On Monday night, right-wing members of Israeli settlements on the West Bank held a demonstration with 30,000 in Tel Aviv, warning against any agreement in Madrid that would result in dismantling the new communities in the occupied territories. It was billed as a counterdemonstration to a protest Saturday that attracted 30,000 people to the same square to endorse the concept of trading land for peace as a way of reaching agreement with the Arabs.

In other developments Monday:

* Prime Minister Yitzhak Shamir met with Shimon Peres, leader of the opposition Labor Party. Although Peres has backed the international conference on the Middle East, he has declined to allow any party members to join the official Israeli delegation. Peres reportedly does not want Labor identified with the hard-line, “no-land-for-peace” delegation that Shamir will lead in Madrid.

* In an interview on Cable News Network, Jerusalem Mayor Teddy Kollek declared that Israel should give up territory for peace because “I don’t think we should rule 1.5 million Palestinians.

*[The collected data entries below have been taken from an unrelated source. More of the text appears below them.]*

PR #1187, opened 2026-01-02
Compiler refactor: simplify main() handling

Akuli:
The `main()` function is special-cased in a few places. This PR doesn't change the behavior of the compiler at all, but makes the code easier to understand.

### DIFF
--- a/tests/404/main_function.jou
+++ b/tests/404/main_function.jou
@@ -1,0 +1,3 @@
+# Output: compiler error in file "tests/404/main_function.jou": missing `main` function to execute the program
+def test() -> None:  # Warning: function 'test' defined but not used
+    _ = "lol no main func"
--- a/tests/404/main_function_imported.jou
+++ b/tests/404/main_function_imported.jou
@@ -1,0 +1,13 @@
+# If an imported file has a main() function, it is ignored.
+#
+# This is useful in large Jou projects. For example, large_project/json_utils.jou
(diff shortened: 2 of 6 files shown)


compiler/typecheck/common.jou
```diff
@@ -256,7 +256,7 @@ def typecheck_signature(jou_file: JouFile*, ast: AstFunctionOrMethod*, self_clas
     else:
         sig.return_type = type_from_ast(jou_file, self_class, &astsig.return_type)
 
-    if sig.is_main_function():
+    if self_class == NULL and strcmp(sig.name, "main") == 0:
```
Akuli: Should probably add a test with method named `main`. It shouldn't cause problems.

compiler/main.jou
```diff
@@ -26,7 +26,10 @@ import "./types.jou"
 
 def defines_main(jou_file: JouFile*) -> bool:
     for stmt = jou_file.ast.ptr; stmt < jou_file.ast.end(); stmt++:
-        if stmt.kind == AstStatementKind.FunctionDef and stmt.symbol().signature.is_main_function():
+        if (
+            stmt.kind == AstStatementKind.FunctionDef
+            and strcmp(stmt.symbol().signature.name, "main") == 0
```
Akuli: This could be tested more too. These shouldn't be enough:
- main in imported file
- main method in some class
- global variable named main

PR #1192, opened 2026-01-03
Make methods private by default

### LINKED ISSUE #1077: Private methods
There are 3 reasonable ways how methods could be private/public:
1. Methods are always public. If you get an instance of Foo from somewhere, you can always call `foo.bar()` and the compiler will make it work.
2. Methods can be private to the class, meaning that you can only call them inside the class. Very traditional, can cause annoying "how do I access this from here" problems.
3. Methods can be private to file, so that other files cannot call them, just like functions. Rust does this.

Currently Jou uses option 1. 

I think maybe Jou should switch to option 3. It would be easy to implement in the compiler, and closer to the "methods are just functions with syntactic sugar" idea.

Akuli:
Fixes #1077 

This is backwards incompatible: you will need to put `@public` to all methods that are used in other files, and you will need to import the file that defines a method to be able to call it.

For example, if `foo.jou` has `def do_thing(self) -> None:`, and `bar.jou` wants to use the `do_thing()` method, you will need `@public` above the `def do_thing` line in `foo.jou` **and** `import "./foo.jou"` or similar in `bar.jou`.

This PR contains a horrible error message for "method not found". As the error message admits, it's bad and it will be removed. The following code:

```python
class Foo:
    pass

def thing() -> None:
    f = Foo{}
    f.bar()
```

...produces this error: `compiler error in file "a.jou", line 6: method 'bar' not found in class Foo. The problem is ONE of the following: 1) you didn't import the file that defines class Foo, 2) the 'bar' method is private, 3) there really is no such method in class Foo. I know that this is a bad compiler error message, and I will later split this into 3 different error messages.`

I didn't implement a proper error message right away, because that requires the compiler to know what private symbols would be avaliable if they were public, and that's really a new feature.

### DIFF
--- a/tests/should_succeed/import_generic_class.jou
+++ b/tests/should_succeed/import_generic_class.jou
@@ -1,11 +1,16 @@
+# There was a bug that caused generic classes to not appear as generic when imported.
+
 import "stdlib/io.jou"
+import "./imported/generic.jou"
 
-import "./imported/point_factory.jou"
-import "./imported/bar.jou"  # Contains definition of Point. Needed to access Point's methods.
-
+class Foo:
+    pair: Point2D[int]
 
 def main() -> int:
-    p = make_point()
-    sum = p.get_sum()
-    printf("%d\n", sum)  # Output: 3
+    point = Point2D[int]{x = 1, y = 2}
+    printf("%d %d\n", point.x, point.y)  # Output: 1 2
+
+    f = Foo{pair = point}
+    printf("%d %d\n", f.pair.x, f.pair.y)  # Output: 1 2
+
     return 0
--- a/tests/should_succeed/import_method.jou
+++ b/tests/should_succeed/import_method.jou
@@ -1,16 +1,11 @@
-# There was a bug that caused generic classes to not appear as generic when imported.
-
 import "stdlib/io.jou"
-import "./imported/generic.jou"
 
-class Foo:
-    pair: Point2D[int]
+import "./imported/point_factory.jou"
+import "./imported/bar.jou"  # Contains definition of Point. Needed to access Point's methods.
+
 
 def main() -> int:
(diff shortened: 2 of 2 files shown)


compiler/ast.jou
```diff
@@ -1329,6 +1342,7 @@ class AstFunctionOrMethod:
     body: List[AstStatement]
     locals: List[LocalVariable]  # populated in typecheck, empty before typecheck
     inline: bool  # is it decorated with @inline
+    containing_class_def: AstStatement*  # only for methods, the class definition where it is
```
Akuli: Is this needed?

compiler/parser.jou
```diff
@@ -1504,10 +1501,17 @@ class Parser:
...
 
-        symbol = GlobalSymbol{name = signature.name, kind = GlobalSymbolKind.Function}
-        if strcmp(symbol.name, "main") == 0 and self.is_main_file:
-            # Implicitly public main function
-            symbol.public = True
+        if is_method:
+            symbol = GlobalSymbol{kind = GlobalSymbolKind.Method}
+            assert self.containing_class_name[0] != '\0'
+            # Name the symbol e.g. "List.append"
+            # TODO: name might not fit...
```
Akuli: Should fix

compiler/parser.jou
```diff
@@ -288,6 +284,7 @@ class Parser:
     is_main_file: bool
     loop_vars: List[byte*]  # NULL means a loop that doesn't look like "for foo = bar; ..."
     what_are_we_parsing: WhatAreWeParsing
+    containing_class_name: byte[100]
```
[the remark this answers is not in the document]
Akuli: Maybe not, but this is a simple way to set the names of method symbols. Let's keep it.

Palestinians should have the right to run themselves.”

* The Israeli government said it has refused exit visas to three Palestinians named as advisers to the Jordanian-Palestinian delegations. They had planned to cross the Jordan River to Amman on Sunday to join the delegation, which departed Monday from the Jordanian capital. The best known of the three, Ziad abu Ein, 31, of Ramallah, was sentenced to life imprisonment in 1981 for a bomb attack but was released in 1985 in a prisoner exchange. The two others also had prison records, which Israeli officials said disqualified them for exit visas.

* The U.S. ambassador to Jordan, Roger Harrison, was seriously injured in an auto accident just west of Jerusalem when he was driving from Amman to Tel Aviv airport to catch a flight to Madrid, where he was scheduled to attend the talks as an observer. In a head-on collision involving an embassy limousine and an Israeli car, an Israeli woman was killed.